* **PROBLEM TO WORK ON**
Every record that follows must be returned word for word.

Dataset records
↓↓↓

PR #10758, opened 2021-09-02
Retry connection acquisition in PostgresStorageBackend.createDataSource

tudor-da:
CHANGELOG_BEGIN
CHANGELOG_END

### Pull Request Checklist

↑↑↑

* **SOLUTION FOR THIS TASK**
PR #10758, opened 2021-09-02
Retry connection acquisition in PostgresStorageBackend.createDataSource

tudor-da:
CHANGELOG_BEGIN
CHANGELOG_END

### Pull Request Checklist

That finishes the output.